Lucky Starr
- Cover from the 2001 Science Fiction Book Club omnibus edition.
- David Starr, Space Ranger (1952); Lucky Starr and the Pirates of the Asteroids (1953); Lucky Starr and the Oceans of Venus (1954); Lucky Starr and the Big Sun of Mercury (1956); Lucky Starr and the Moons of Jupiter (1957); Lucky Starr and the Rings of Saturn (1958);
- Author: Paul French
- Country: United States
- Language: English
- Genre: Science fiction
- Published: January 1952 – 1958
- No. of books: 6

= Lucky Starr series =

Juvenile science fiction book series by Isaac Asimov

Lucky Starr is the hero of a series of science fiction books by Isaac Asimov, using the pen name "Paul French" and intended for children.

On 23 March 1951 Asimov met with his agent, Frederik Pohl, and Walter I. Bradbury, then the science fiction editor at Doubleday & Co., who had a proposal for him. Pohl and Bradbury wanted Asimov to write a juvenile science fiction novel that would serve as the basis for a television series. Fearing that the novel would be adapted into the "uniformly awful" programming he saw flooding the television channels, he decided to publish it under the pseudonym "Paul French".

Asimov began work on the novel, David Starr: Space Ranger, on 10 June. He completed it on 29 July, and it was published by Doubleday in January 1952. Although plans for the television series fell through, Asimov continued to write novels in the series, eventually producing six. A seventh, Lucky Starr and the Snows of Pluto, was planned, but abandoned when Asimov elected to devote himself to writing non-fiction almost exclusively. With no worries about being associated with an embarrassing televised version, Asimov decided to abandon the pretense that he was not the author (although the books continued to be published under the Paul French pseudonym). He brought the Three Laws of Robotics into Lucky Starr and the Big Sun of Mercury, which he wrote in his autobiography "was a dead giveaway to Paul French's identity for even the most casual reader".

Eventually, Asimov used his own name in later editions. Some cover pages bear his name only, while others credit "Isaac Asimov writing as Paul French".

==Publishing history==
- David Starr, Space Ranger (1952)
- Lucky Starr and the Pirates of the Asteroids (1953)
- Lucky Starr and the Oceans of Venus (1954)
- Lucky Starr and the Big Sun of Mercury (1956)
- Lucky Starr and the Moons of Jupiter (1957)
- Lucky Starr and the Rings of Saturn (1958)

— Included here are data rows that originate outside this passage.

PR #11646, opened 2023-07-11
Dataformats/TPC: Add PID Response class

tubagundem:


DataFormats/Detectors/TPC/include/DataFormatsTPC/PIDResponse.h
```diff
@@ -0,0 +1,66 @@
...
+{
+ public:
+  /// default constructor
+  PIDResponse() = default;
+
+  /// default destructor
+  ~PIDResponse() = default;
+
+  /// setters
+  void setBetheBlochParams(std::array<double, 5>& betheBlochParams) { mBetheBlochParams = betheBlochParams; }
```
wiechula:
```suggestion
  void setBetheBlochParams(const std::array<double, 5>& betheBlochParams) { mBetheBlochParams = betheBlochParams; }
```

DataFormats/Detectors/TPC/include/DataFormatsTPC/PIDResponse.h
```diff
@@ -0,0 +1,66 @@
...
+  void setMIP(double mip) { mMIP = mip; }
+  void setChargeFactor(double chargeFactor) { mChargeFactor = chargeFactor; }
+
+  /// getters
+  std::array<double, 5> getBetheBlochParams() { return mBetheBlochParams; }
+  double getMIP() { return mMIP; }
+  double getChargeFactor() { return mChargeFactor; }
```
wiechula:
```suggestion
  std::array<double, 5> getBetheBlochParams() const { return mBetheBlochParams; }
  double getMIP() const { return mMIP; }
  double getChargeFactor() const { return mChargeFactor; }
```

DataFormats/Detectors/TPC/include/DataFormatsTPC/PIDResponse.h
```diff
@@ -0,0 +1,66 @@
...
+
+  /// get expected signal of the track
+  double getExpectedSignal(const TrackTPC& track, const o2::track::PID::ID id) const;
+
+  /// get most probable PID of the track
+  o2::track::PID::ID getMostProbablePID(const TrackTPC& track);
```
wiechula:
```suggestion
  o2::track::PID::ID getMostProbablePID(const TrackTPC& track) const;
```

DataFormats/Detectors/TPC/src/PIDResponse.cxx
```diff
@@ -0,0 +1,47 @@
...
+using namespace o2::tpc;
+
+double PIDResponse::getExpectedSignal(const TrackTPC& track, const o2::track::PID::ID id) const
+{
+  const double bethe = mMIP * o2::tpc::BetheBlochAleph(static_cast<double>(track.getP() / o2::track::pid_constants::sMasses[id]), mBetheBlochParams[0], mBetheBlochParams[1], mBetheBlochParams[2], mBetheBlochParams[3], mBetheBlochParams[4]) * std::pow(static_cast<float>(o2::track::pid_constants::sCharges[id]), mChargeFactor);
+  return bethe >= 0.f ? bethe : -999.f;
+}
+
+// get most probable PID
+o2::track::PID::ID PIDResponse::getMostProbablePID(const TrackTPC& track)
```
wiechula:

Although the hero's given name – used on the first book – was "David" (chosen in honor of his own son), Asimov decided this lacked vigor, so the titles of all the later books used his nickname "Lucky".

These novels have regularly been reprinted. They came out in hardcover with Doubleday in the first edition. Bantam, in 1993, published the series in 3 volumes, publishing pairs of titles together. In 2001 the Science Fiction Book Club published all six novels as a collection in a single volume, under the title The Complete Adventures of Lucky Starr.

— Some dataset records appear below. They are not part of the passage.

PR #11650, opened 2023-07-12
FITRaw: refactoring + new raw data metric feature

afurs:
FIRRaw refactoring and new raw data metric feature:
1. Raw data metric collects information about raw2digit decoding procedure per each FEE module, i.e. failures.
2. LookupTable is now more common structure for FIT detectors, contains information about detector ID.
3. Digit2raw configuration and preparation is moved into FITRaw lib.

### DIFF
--- a/Detectors/FIT/workflow/include/FITWorkflow/RawReaderFIT.h
+++ b/Detectors/FIT/workflow/include/FITWorkflow/RawReaderFIT.h
@@ -44,6 +44,7 @@ class RawReaderFIT : public RawReaderType
   ~RawReaderFIT() = default;
   typedef RawReaderType RawReader_t;
   typedef typename RawReader_t::DigitBlockFIT_t DigitBlockFIT_t;
+  typedef typename RawReader_t::RawDataMetric_t RawDataMetric_t;
   typedef typename DigitBlockFIT_t::LookupTable_t LookupTable_t;
   typedef typename DigitBlockFIT_t::Digit_t Digit_t;
   typedef typename DigitBlockFIT_t::SubDigit_t SubDigitTmp_t;
@@ -61,10 +62,17 @@ class RawReaderFIT : public RawReaderType
   o2::header::DataOrigin mDataOrigin;
   std::vector<Digit_t> mVecDigit;
   std::vector<DetTrigInput_t> mVecTrgInput;
+  std::vector<RawDataMetric> mVecRawDataMetric;
   SubDigit_t mVecSubDigit;             // tuple of vectors
   SingleSubDigit_t mVecSingleSubDigit; // tuple of vectors
   bool mEnableEmptyTFprotection{false};
   bool mDumpData;
+  void dumpRawDataMetrics() const
+  {
+    for (const auto& entry : mVecRawDataMetric) {
+      entry.print();
+    }
+  }
   void reserveVecDPL(std::size_t nDigits, std::size_t nSubDigits)
   {
     mVecDigit.reserve(nDigits);
@@ -97,6 +105,7 @@ class RawReaderFIT : public RawReaderType
       },
                  mVecSingleSubDigit);
     }
+    mVecRawDataMetric.clear();
   }
   template <std::size_t... IsubDigits, std::size_t... IsingleSubDigits>
   auto callGetDigit(std::index_sequence<IsubDigits...>, std::index_sequence<IsingleSubDigits...>)
@@ -132,6 +141,7 @@ class RawReaderFIT : public RawReaderType
     if (mDumpData) {
       callPrint(IndexesSubDigit{}, IndexesSingleSubDigit{});
     }
+    RawReader_t::getMetrics(mVecRawDataMetric);
   }
   void configureOutputSpec(std::vector<o2::framework::OutputSpec>& outputSpec) const
   {
@@ -151,6 +161,7 @@ class RawReaderFIT : public RawReaderType
     if constexpr (sUseTrgInput) {
       outputSpec.emplace_back(mDataOrigin, DetTrigInput_t::sChannelNameDPL, 0, o2::framework::Lifetime::Timeframe);
     }
+    outputSpec.emplace_back(mDataOrigin, "RawDataMetric", 0, o2::framework::Lifetime::Timeframe);
   }
   void makeSnapshot(o2::framework::ProcessingContext& pc) const
   {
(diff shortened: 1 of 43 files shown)


afurs:
Looks like unrelated issue(failed test at QC and something in O2Physics). @shahor02 shall I restart CICD via dummy commit?

martenole:
Hi @afurs Ruben is away until next week. I did not go through this large PR in detail yet, but I assume this is something you would like to have at P2 before PbPb, right? Is it really just restructuring and adding of metrics? Have you tested it with recorded raw data to see that it gives the expected results? I assume this should fully agree with the current raw decoding version, right?

afurs:
Hi @martenole yes, this is new feature which we need before PbPb. It has full agreement with current decoding procedure.  But I would like to make some tests again for sure. So this PR better to postpone, shall I put WIP int title?

martenole:
Would be good to have all tests done of course. For FIT there is also some processing done on the FLPs, right? For the FLP suite to be installed next week on the 18th O2 will be taken from the next nightly tag I think, so if there are possibly some incompatibilities (I don't know) then we better postpone merging this until after next week and then we could install it at the next windows (latest mid august)

afurs:
@martenole we have decoder(1 % data taking) +QC at FLP and main decoding at EPN. Okay, I finished tests, decoding is fine. Raw data metric emulation only require some hotfixes, but we can live w/o it for now.

Framework/Core/include/Framework/ASoA.h
```diff
@@ -1722,8 +1722,11 @@ std::tuple<typename Cs::type...> getRowData(arrow::Table* table, T rowIterator,
       return (*mColumnIterator & (static_cast<type>(1) << bit)) >> bit;                                                                                                           \
     }                                                                                                                                                                             \
   };                                                                                                                                                                              \
-  static const o2::framework::expressions::BindingNode _Getter_ { _Label_, typeid(_Name_).hash_code(),                                                                            \
-                                                                  o2::framework::expressions::selectArrowType<MAKEINT(_Size_)>() }
+  static const o2::framework::expressions::BindingNode _Getter_                                                                                                                   \
```
martenole: any idea why these 3 Framework/Core files were touched? its only formatting, but they should still not be changed by this PR

Detectors/FIT/workflow/include/FITWorkflow/RawReaderFIT.h
```diff
@@ -151,6 +161,7 @@ class RawReaderFIT : public RawReaderType
     if constexpr (sUseTrgInput) {
       outputSpec.emplace_back(mDataOrigin, DetTrigInput_t::sChannelNameDPL, 0, o2::framework::Lifetime::Timeframe);
     }
+    outputSpec.emplace_back(mDataOrigin, "RawDataMetric", 0, o2::framework::Lifetime::Timeframe);
```
martenole, line 164: should the RawDataMetrics not be sent only when requested and not unconditionally?

afurs: @martenole shall I make raw data metric sending optional for DPL task? Actually I forgot, in case if it sends messages with `Lifetime::Timeframe` should there be always receiver task? Raw data metric objects will be used only for QC

Framework/Core/include/Framework/ASoA.h
afurs: > any idea why these 3 Framework/Core files were touched? its only formatting, but they should still not be changed by this PR

I got formatting issue at the CICD start, so I just used `git clang-format HEAD~1` and `git clang-format origin/dev` (Usually I use `clang-format -style=file -i ...`). Was it wrong decision? Shall I cancel that commit?

martenole: Usyually `git clang-format HEAD~X` with X being the number of commits you did is fully sufficient. I believe that in your local branch you somehow introduced some merging from `dev` and therefore git thought you touched these files which you did not. Since all your changes are basically in a single commit only you could do (while on your working branch)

The British first editions of all six novels omit the prefix altogether, being titled Space Ranger, Oceans of Venus, etc. A later British paperback edition of the 1970s, published by NEL (in the New English Library series), restored the original titles – but in numbering them from 1 to 6, on the covers, in fact published them in the wrong order.

The first book was translated into French in 1954 under the title Sur la planète rouge ("On the Red Planet") with the original pseudonym, Paul French. It was published in the "Anticipation" science fiction imprint of Fleuve noir. It was later adapted as a French comic story twice, in 1975 and 1992.

Three books were published in Dutch. Titles were, in order of the original American series:

- Een man alleen (orig. David Starr, Space Ranger), 1977
- Piraten van de asteroïden (Lucky Starr and the Pirates of the Asteroids), 1978
- De grote zon van Mercurius (Lucky Starr and the Big Sun of Mercury), 1978

Five of the six books (the later five) were published in israel, in hebrew, in 1979. Mesada publishing house, translated by Reuven Liman, and edited by Amos Gefen. The translation is notably excellent, and combines ancient and modern hebrew. The titles:
לאקי סטאר ושודדי הכוכביות
לאקי סטאר ואוקיינוסי נוגה
לאקי סטאר וכוכב החמה
לאקי סטאר וירחי צדק
לאקי סטאר וטבעות שבתאי

Omnibus and collected editions:

- Science Fiction Book club (6 in 1) ISBN 0-7394-1941-2
- Bantam (first two novels) ISBN 0-553-29166-1

==Science content==
Asimov carefully introduced astronomical and physical concepts which the scientific knowledge of the time supported. In later editions, he added prefaces pointing out that new scientific discoveries have rendered some locations and concepts obsolete: Mercury does not present only one side to the Sun, and Venus is not covered by a global ocean, for example.